The column of Gollak remains in his memory.
“It was a column of victims from Gollak in Prishtina. I have visited 90 percent of the places I photographed. Memories come back immediately, but now it feels different—I only feel the sense of freedom. When I see the camera I now carry openly, I remember that during the war we had to hide it so as not to be discovered by Serbian police,” Slivova adds.
He says that immediately after the war he sought psychological help from a friend.
“I had collected around 200 photographs of massacres and persecutions. Through long conversations, I tried to process the trauma together with him (a psychologist friend),” he says.

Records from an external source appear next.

PR #365, opened 2021-03-26
feat(core): add PadEfsStorage construct

### LINKED ISSUE #364: Provide construct to increase the baseline throughput of a bursting EFS filesystem
Add a mechanism to the RFDK by which the size of an Amazon EFS, in bursting-throughput mode, can have files added to it for the purpose of increasing the size of the filesystem to increase the baseline throughput available.

### Use Case

An Amazon EFS in bursting-throughput mode has baseline throughput directly proportional to the amount of data in the filesystem (50KB/s per 1GB stored in the filesystem). A limited pool of burst credits are consumed when exceeding that baseline throughput; credits are accrued when throughput is below the baseline. When credits are exhausted the ability to burst throughput is disabled until a positive credit balance is reached.

By default, via the Deadline Repository construct, and in our examples we deploy an Amazon EFS in bursting-throughput mode for Deadline's Repository filesystem; this stores files that Deadline needs to operate like the plugin files, and also acts as the place where job reports and such are stored. The amount of data in this filesystem is naturally very small -- a fresh install is about 1GB, and it grows fairly slowly as the render farm is utilized. It is possible for a customer's render farm to become essentially inoperable when burst credits are exhausted.

---

ddneilson:
Implements: https://github.com/aws/aws-rfdk/issues/364

#### Testing

1. Deployed a simple app with just an EFS, PadEfsStorage, and a bastion instance with the EFS mounted. Deployed a couple of times with desired sizes of 5 and 55. Verified that the step function executes and adds the correct number of files to the EFS.
2. `cdk synth` on both modified examples.

----


packages/aws-rfdk/lib/core/lib/pad-efs-storage.ts
```diff
@@ -0,0 +1,316 @@
...
+   * be added/removed from the root directory of the given access point.
+   * We strongly recommend that you provide an access point that is for a dedicated padding-files
+   * directory in your EFS filesystem, rather than the root directory or some other in-use directory
+   * of the filesystem.
+   */
+  readonly accessPoint: IAccessPoint;
+  /**
+   * Security group for the AWS Lambdas created by this construct.
+   *
+   * @default Security group with full egress and no ingress will be automaticaally created for each Lambda.
```
jericht:
```suggestion
   * @default Security group no egress or ingress will be automatically created for each Lambda.
```

Looks like we are setting `allowAllOutbound: false` in the default security group below

packages/aws-rfdk/lib/core/test/pad-efs-storage.test.ts
```diff
@@ -0,0 +1,204 @@
...
+    // THEN
+    cdkExpect(stack).to(haveResourceLike('AWS::Lambda::Function', {
+      FileSystemConfigs: [
+        {
+          Arn: stack.resolve(accessPoint.accessPointArn),
+          LocalMountPath: '/mnt/efs',
+        },
+      ],
+      Handler: 'pad-efs-storage.getDiskUsage',
+      Runtime: 'nodejs14.x',
```
jericht, line 79: Should we assert the `Timeout` here as well, like we do for the padFilesystem lambda?

packages/aws-rfdk/lib/core/test/pad-efs-storage.test.ts
```diff
@@ -0,0 +1,204 @@
...
+      },
+    }));
+  });
+
+  test('Set desiredPadding', () => {
+    // WHEN
+    new PadEfsStorage(stack, 'PadEfs', {
+      vpc,
+      accessPoint,
+      desiredPaddingGB: 200,
```
jericht: nit: Should we move the `desiredPaddingGB` to a variable and have the assertions reference the variable?
```
// GIVEN
const desiredPaddingGb = 200;

// WHEN
// Create PadEfsStorage

// THEN
// reference desiredPaddingGB in the assertions
```

packages/aws-rfdk/lib/core/test/pad-efs-storage.test.ts
```diff
@@ -0,0 +1,204 @@
...
+          '',
+          arrayWith('","input":"{\\"desiredPadding\\":200}"}}'),
+        ],
+      },
+    }));
+  });
+
+  test('Provide SecurityGroup', () => {
+    // WHEN
+    const sg = new SecurityGroup(stack, 'TestSG', {
```
jericht, line 297: nit: Seems like the security group should be under a `// GIVEN` "block"

packages/aws-rfdk/lib/deadline/lib/repository.ts
```diff
@@ -506,6 +514,22 @@ export class Repository extends Construct implements IRepository {
         securityGroup: props.securityGroupsOptions?.fileSystem,
       });
 
+      const paddingAccess = fs.addAccessPoint('PaddingAccessPoint', {
+        createAcl: {
+          ownerGid: '0',
+          ownerUid: '0',
+          permissions: '744',
+        },
+        path: '/PaddingFiles',
```
jericht: nit: Should we rename this path with an `RFDK` prefix? It would make it more obvious that the files in this path are created by RFDK.

packages/aws-rfdk/lib/deadline/test/repository.test.ts
```diff
@@ -182,21 +197,21 @@ test('repository installer honors vpcSubnet', () => {
   // private subnets.
 
   // WHEN
-  const publicSubnetIds = [ 'PublicSubnet1', 'PublicSubnet2' ];
+  const isolatedSubnetIds = [ 'PublicSubnet1', 'PublicSubnet2' ];
```
jericht: nit: Should we rename the IDs to `IsolatedSubnet#` as well?

packages/aws-rfdk/lib/lambdas/nodejs/pad-efs-storage/handlers.ts
```diff
@@ -0,0 +1,192 @@
...
+/**
+ * Add numbered files (e.g. 00000, 00001) of a given size to a filesystem.
+ * Note: exported so that we can test it.
+ * @param numFilesToAdd How many numbered files to add.
+ * @param filesize Size, in MB, of the files to create.
+ * @param mountPoint Directory in which to create the directory.
+ */
+export async function growFilesystem(numFilesToAdd: number, filesize: number, mountPoint: string): Promise<void> {
+  // We find the highest numbered file created thus far, and start adding numbered files after it.
+  var filename: string = await determineNextSequentialFilename(mountPoint);
```
jericht:
```suggestion
  let filename: string = await determineNextSequentialFilename(mountPoint);
```

Same goes for other uses of `var` that can be block-scoped

packages/aws-rfdk/lib/lambdas/nodejs/pad-efs-storage/filesystem-ops.ts
```diff
@@ -0,0 +1,106 @@
...
+ */
+export async function listNumberedFiles(location: string): Promise<string[]> {
+  const dirContents = await fsp.readdir(location);
+  const digitsRegex = /\d+/;
+  const numericFiles = dirContents.filter(name => digitsRegex.test(name)).sort();
+  return numericFiles;
+}
+
+/**
+ * Invoke "du -sh -BM" on the given location, to determine the total size in MB stored
```
jericht, line 57:
```suggestion
 * Invoke "du -sh -BMB" on the given location, to determine the total size in MB stored
```

packages/aws-rfdk/lib/lambdas/nodejs/pad-efs-storage/test/handlers.test.ts
```diff
@@ -0,0 +1,337 @@
...
+    expect(usage).toBe(2);
+  });
+
+});
+
+describe('Testing padFilesystem macro behavior', () => {
+
+  var tempDirectory: string;
+
+  beforeEach(async () => {
```
jericht, line 191: Looks like we're using these `beforeEach` and `afterEach` functions for all of these `describe` blocks. Should we move these functions outside of the `describe` blocks (and the `tempDirectory` variable) so they only need to be defined once? Could also wrap all the `describe` blocks in one parent `describe` and put these functions in that parent scope

packages/aws-rfdk/lib/lambdas/nodejs/pad-efs-storage/test/handlers.test.ts
```diff
@@ -0,0 +1,337 @@
...
+    const dirContents = (await fsp.readdir(tempDirectory)).sort();
+    expect(preDirContents).toEqual(['00000']);
+    expect(dirContents).toEqual(preDirContents);
+    for (var file of dirContents) {
+      const stat = await fsp.stat(join(tempDirectory, file));
+      expect(stat.size).toBe(10000000);
+    }
+  });
+
+});
```
jericht:
```suggestion
});

```

Missing newline

jericht (changes requested):
Just some minor comments, otherwise this looks really good!

packages/aws-rfdk/lib/core/lib/pad-efs-storage.ts
```diff
@@ -0,0 +1,316 @@
...
+   */
+  readonly securityGroup?: ISecurityGroup;
+
+  /**
+   * The desired total size, in GB, of files stored in the access point directory.
+   */
+  readonly desiredPaddingGB: number;
```
jusiskin: nit: we *could* use the [`Size`](https://docs.aws.amazon.com/cdk/api/latest/docs/@aws-cdk_core.Size.html) type that CDK provides here. This has methods that deal in the *bibytes family of units - which conveniently are the same family of units that [EFS uses for computing baseline throughput](https://docs.aws.amazon.com/efs/latest/ug/performance.html#efs-burst-credits):

> The baseline rate is 50 MiB/s per TiB of storage

It provides an expressive API for specifying storage sizes in Gibibytes and higher-order units and also is able to enforce that they be multiples of a particular unit (gibibytes in our case):

```ts
import { Size } from '@aws-cdk/core';

// ...
const size = Size.pebibyte(2);
const sizeInGiB = size.toGibibytes({ rounding: SizeRoundingBehavior.FAIL });
```

What do you think?

examples/deadline/All-In-AWS-Infrastructure-Basic/python/package/lib/storage_tier.py
```diff
@@ -91,6 +92,34 @@ def __init__(self, scope: Construct, stack_id: str, *, props: StorageTierProps,
...
+        pad_access_point = AccessPoint(
+            self, 
+            'PaddingAccessPoint',
+            file_system=file_system,
+            path='/PaddingFiles',
+            # TODO - We set the padding files to be owned by root (uid/gid = 0) by default. You may wish to change this.
+            create_acl=Acl(
+                owner_gid='0',
+                owner_uid='0',
+                permissions='744',
```
jusiskin: Was the intention to make this directory readable by all users mounting the EFS? If so, I believe we want to set this to `755`, which is required to enter the directory, list its contents, and access its files. Otherwise, we should simply set this to `750` or `700`.

Same feedback applies to the TS example and defaults in the `Repository` construct.

packages/aws-rfdk/lib/core/lib/pad-efs-storage.ts
```diff
@@ -0,0 +1,316 @@
...
+ *   or enable AWS CloudTrail on your account to assist in post-incident analysis of compromised production
+ *   environments.
+ * - By default, the network interfaces created by this construct's AWS Lambda Functions have Security Groups
+ *   that restrict egress access from the Lambda Function into your VPC such that the Lambda Functions can
+ *   access only the given EFS Access Point.
+ */
+export class PadEfsStorage extends Construct {
+  // Testing shows about 70-80 MB/s throughput from the lambda to the EFS,
+  // so 15 minutes gives us a maximum of about 63GB - 72GB of writing in one invocation.
+  protected static readonly MAX_GB_PER_CALL = 65;
```
jusiskin: as discussed offline, this is no longer used.

packages/aws-rfdk/lib/deadline/test/repository.test.ts
```diff
@@ -807,6 +822,7 @@ test('repository creates filesystem if none provided', () => {
   // THEN
   expectCDK(stack).to(haveResource('AWS::EFS::FileSystem'));
   expectCDK(stack).to(haveResource('AWS::EFS::MountTarget'));
+  expect(repo.node.tryFindChild('PadEfsStorage')).toBeDefined();
```
jusiskin, line 825: We should also assert the EFS access point for padding files is created here.

packages/aws-rfdk/lib/deadline/lib/repository.ts
```diff
@@ -506,6 +514,22 @@ export class Repository extends Construct implements IRepository {
         securityGroup: props.securityGroupsOptions?.fileSystem,
       });
 
+      const paddingAccess = fs.addAccessPoint('PaddingAccessPoint', {
+        createAcl: {
+          ownerGid: '0',
+          ownerUid: '0',
+          permissions: '744',
```
jusiskin, line 522: same feedback about using one of `755` / `750` / `700`

packages/aws-rfdk/lib/lambdas/nodejs/pad-efs-storage/filesystem-ops.ts
```diff
@@ -0,0 +1,106 @@
...
+
+/**
+ * List all of the names in the given directory that are numeric.
+ * @param location Path of the directory to list. Assumed to be a directory.
+ * @returns Array of the names of numeric contents in the directory, sorted into increasing order.
+ */
+export async function listNumberedFiles(location: string): Promise<string[]> {
+  const dirContents = await fsp.readdir(location);
+  const digitsRegex = /\d+/;
+  const numericFiles = dirContents.filter(name => digitsRegex.test(name)).sort();
```
jusiskin: nit: the regex is not anchored, so it will match any string containing a single digit. I believe the intend was to match entirely numeric strings, which would be:

```ts
const digitsRegex = /^\d+$/;
```

packages/aws-rfdk/lib/lambdas/nodejs/pad-efs-storage/handlers.ts
```diff
@@ -0,0 +1,192 @@
...
+          console.error(`Unable to delete: ${filename} -- Error: ${err.message}`);
+        }
+      }
+    } catch (err) {
+      console.warn(`Warning: Unable to stat file '${filename}'`);
+    }
+    index -= 1;
+  }
+  console.log(`Deleted ${numFilesDeleted} numbered files`);
+}
```
jusiskin: It looks like errors are never surfaced to the caller here. I understand we want to be robust here and attempt to skip a file if we encounter errors and try deleting other files.

Can we change the code to throw an error at the end if we were unable to delete the desired number of files by the end of the loop? That way the state machine would actually show an error for this state and transition to the fail state.

packages/aws-rfdk/lib/lambdas/nodejs/pad-efs-storage/handlers.ts
```diff
@@ -0,0 +1,192 @@
...
+  const mountPoint = getMountPoint(event);
+
+  try {
+    // Make sure that the given directory has been mounted before continuing.
+    await ensureIsDirectory(mountPoint);
+  } catch (err) {
+    throw new Error(`Mount point '${mountPoint}' is not a directory. Please ensure that the EFS is mounted to this directory.`);
+  }
+
+  const duGB = Math.floor(await diskUsage(mountPoint) / FILESIZE);
```
jusiskin: Perhaps it is a variable naming issue (see my comment above), but I'm trying to figure out why `duGB` would be a function of the size of the files we create

packages/aws-rfdk/lib/core/lib/pad-efs-storage.ts
ddneilson: Heh. Yup. Right you are!

packages/aws-rfdk/lib/core/test/pad-efs-storage.test.ts
ddneilson: We could. I was less concerned about the precise timeout of this one. The other is writing a tonne of big files, so I wanted to make sure that there was an assertion that the timeout was maximal (900s).

packages/aws-rfdk/lib/core/test/pad-efs-storage.test.ts
ddneilson: That's sensible.

packages/aws-rfdk/lib/core/test/pad-efs-storage.test.ts
ddneilson: Right you are!

packages/aws-rfdk/lib/deadline/lib/repository.ts
ddneilson: I like it. Good idea

packages/aws-rfdk/lib/deadline/test/repository.test.ts
ddneilson: Yes. That would be consistent. Whoops...

For the record. I had to change these 'cause you cannot create a Lambda in a public subnet without a particular option on the Lambda definition. Seemed silly to provide that option just for a test, and customers shouldn't be deploying their EFS with a public IP.

packages/aws-rfdk/lib/lambdas/nodejs/pad-efs-storage/filesystem-ops.ts
ddneilson: Good attention to detail. I originally had the code as `-BM` but EFS seems to use MB units for billing, so I went for staying consistent.

packages/aws-rfdk/lib/lambdas/nodejs/pad-efs-storage/handlers.ts
ddneilson: Good point!

packages/aws-rfdk/lib/lambdas/nodejs/pad-efs-storage/test/handlers.test.ts
ddneilson: I was going for grouping tests by top-level theme: "Filesystem mods", "getDiskUsage" handler, and "padFilesystem" handler. It *could* just all be under the same describe, or not use a describe at all, but I like the grouping. Makes my OCD a little happier. :-)

packages/aws-rfdk/lib/lambdas/nodejs/pad-efs-storage/test/handlers.test.ts
ddneilson: Thanks!

packages/aws-rfdk/lib/lambdas/nodejs/pad-efs-storage/test/handlers.test.ts
```diff
@@ -0,0 +1,336 @@
...
+      logStreamName: '',
+    });
+
+    // THEN
+    const dirContents = (await fsp.readdir(tempDirectory)).sort();
+    expect(dirContents).toEqual(['00000']);
+    for (var file of dirContents) {
+      const stat = await fsp.stat(join(tempDirectory, file));
+      expect(stat.size).toBe(10000000);
+    }
```
jusiskin: I was a little bit confused about this expected result here (a single 10MB file) given we're passing in a `desiredPadding` of 1GB. The call in the `GIVEN` section appears to change the file size (10MB), but we only expect one of those 10MB files. It occurred to me that may have been by design to reduce storage requirements and reduce IO for running the tests.

Perhaps a comment above the file size expectation would help. What do you think?

jusiskin (changes requested):
Overall this is great. Just a few suggestions here - great work!

packages/aws-rfdk/lib/core/test/pad-efs-storage.test.ts
jericht: Sounds good to me

packages/aws-rfdk/lib/lambdas/nodejs/pad-efs-storage/test/handlers.test.ts
jericht: Sure, works for me

jericht (dismissed):

examples/deadline/All-In-AWS-Infrastructure-Basic/python/package/lib/storage_tier.py
ddneilson: Changed to 700

packages/aws-rfdk/lib/core/lib/pad-efs-storage.ts
ddneilson: Yup. Nor `LAMBDA_DURATION` -- both removed.

packages/aws-rfdk/lib/deadline/lib/repository.ts
ddneilson: Done

packages/aws-rfdk/lib/deadline/test/repository.test.ts
ddneilson: Good idea.

packages/aws-rfdk/lib/lambdas/nodejs/pad-efs-storage/filesystem-ops.ts
ddneilson: Good catch!

packages/aws-rfdk/lib/lambdas/nodejs/pad-efs-storage/handlers.ts
ddneilson: Renamed: `scaledUsage`

packages/aws-rfdk/lib/lambdas/nodejs/pad-efs-storage/test/handlers.test.ts
ddneilson: Added a comment to the top of the test where we set `setDefaultFilesize(10)`

packages/aws-rfdk/lib/core/lib/pad-efs-storage.ts
ddneilson: Great idea. Looking into it also surfaced that I had the units wrong. EFS is all on GiB rather than GB. So, I fixed that throughout as well.

jericht (dismissed):

packages/aws-rfdk/lib/core/lib/pad-efs-storage.ts
```diff
@@ -0,0 +1,321 @@
...
+ * provided to give you a way to increase the baseline throughput of an Amazon EFS filesystem
+ * that has been deployed in bursting throughput mode (see: https://docs.aws.amazon.com/efs/latest/ug/performance.html#throughput-modes).
+ * This is most useful for your Amazon EFS filesystems that contain a very small amount of data and
+ * have a baseline throughput that exceeds the throughput provided by the size of the filesystem.
+ *
+ * When deployed in bursting throughput mode, an Amazon EFS filesystem provides you with a baseline
+ * throughput that is proportional to the amount of data stored in that filesystem. However, usage
+ * of that filesystem is allowed to burst above that throughput; doing so consumes burst credits that
+ * are associated with the filesystem. When all burst credits have been expended, then your filesystem
+ * is no longer allowed to burst throughput and you will be limited in throughput to the greater of 1MB/s
```
jusiskin: nit: one leftover here? `1MB/s` &rarr; `1MiB/s`

ddneilson: Fixed.

packages/aws-rfdk/lib/core/lib/pad-efs-storage.ts
jusiskin: Looks great!

packages/aws-rfdk/lib/core/lib/pad-efs-storage.ts
jusiskin: resolved

packages/aws-rfdk/lib/lambdas/nodejs/pad-efs-storage/test/handlers.test.ts
jusiskin: Much better - thanks!

packages/aws-rfdk/lib/core/lib/pad-efs-storage.ts
```diff
@@ -103,8 +103,9 @@ export interface PadEfsStorageProps {
  * throughput that is proportional to the amount of data stored in that filesystem. However, usage
  * of that filesystem is allowed to burst above that throughput; doing so consumes burst credits that
  * are associated with the filesystem. When all burst credits have been expended, then your filesystem
- * is no longer allowed to burst throughput and you will be limited in throughput to the greater of 1MB/s
- * or the throughput dictated by the amount of data stored in your filesystem.
+ * is no longer allowed to burst throughput and you will be limited in throughput to the greater of 1MiB/s
+ * or the throughput dictated by the amount of data stored in your filesystem; the filesystem will be able
+ * to burst again if it is able to acrue burst credits by staying below its baseline throughput for a time.
```
jericht:
```suggestion
 * to burst again if it is able to accrue burst credits by staying below its baseline throughput for a time.
```

ddneilson: Fixed.

jericht (approved):

packages/aws-rfdk/lib/lambdas/nodejs/pad-efs-storage/handlers.ts
jusiskin: Resolved

jusiskin (approved):
Great job, Daniel! Approved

Gresa Miftari is a clinical psychologist. She links the experiences of journalists who report from conflict and war zones to post-traumatic stress disorder (PTSD), anxiety, depression, and secondary trauma.
Miftari also explains why, after the war, there was little focus on mental health treatment, including for journalists.
“After the war, as a society, we focused more on economic and institutional reconstruction, while mental health was not a topic widely discussed publicly. We also did not have well-established services for treatment or awareness. The first trauma therapy professionals appeared only in the late 2000s, years after people, including journalists, had already been living with silent pain,” she explains.
According to her, support for mental health treatment, both in the past and today, has largely come from non-governmental organizations and individual initiatives.
“This is also related to the limited resources we had as a transitioning state, as well as the lack of knowledge and appropriate approaches,” Miftari emphasizes.